Among the records below, find the lines that contain "toolkit" and copy each of them.

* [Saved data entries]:
++++++++

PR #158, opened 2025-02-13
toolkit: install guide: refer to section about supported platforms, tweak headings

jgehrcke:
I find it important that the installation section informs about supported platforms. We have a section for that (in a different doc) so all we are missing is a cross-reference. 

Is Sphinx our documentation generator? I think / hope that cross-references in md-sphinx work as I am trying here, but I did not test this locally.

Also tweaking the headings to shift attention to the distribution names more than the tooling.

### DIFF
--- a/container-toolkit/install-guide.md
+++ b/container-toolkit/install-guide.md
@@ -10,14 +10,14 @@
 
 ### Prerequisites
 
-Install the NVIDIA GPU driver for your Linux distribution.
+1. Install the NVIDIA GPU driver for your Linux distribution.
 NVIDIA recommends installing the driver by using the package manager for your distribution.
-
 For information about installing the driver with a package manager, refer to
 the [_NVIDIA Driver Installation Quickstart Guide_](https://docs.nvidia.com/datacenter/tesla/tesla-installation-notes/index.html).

++++++++

* [Solution to this problem]:
toolkit: install guide: refer to section about supported platforms, tweak headings
--- a/container-toolkit/install-guide.md
+++ b/container-toolkit/install-guide.md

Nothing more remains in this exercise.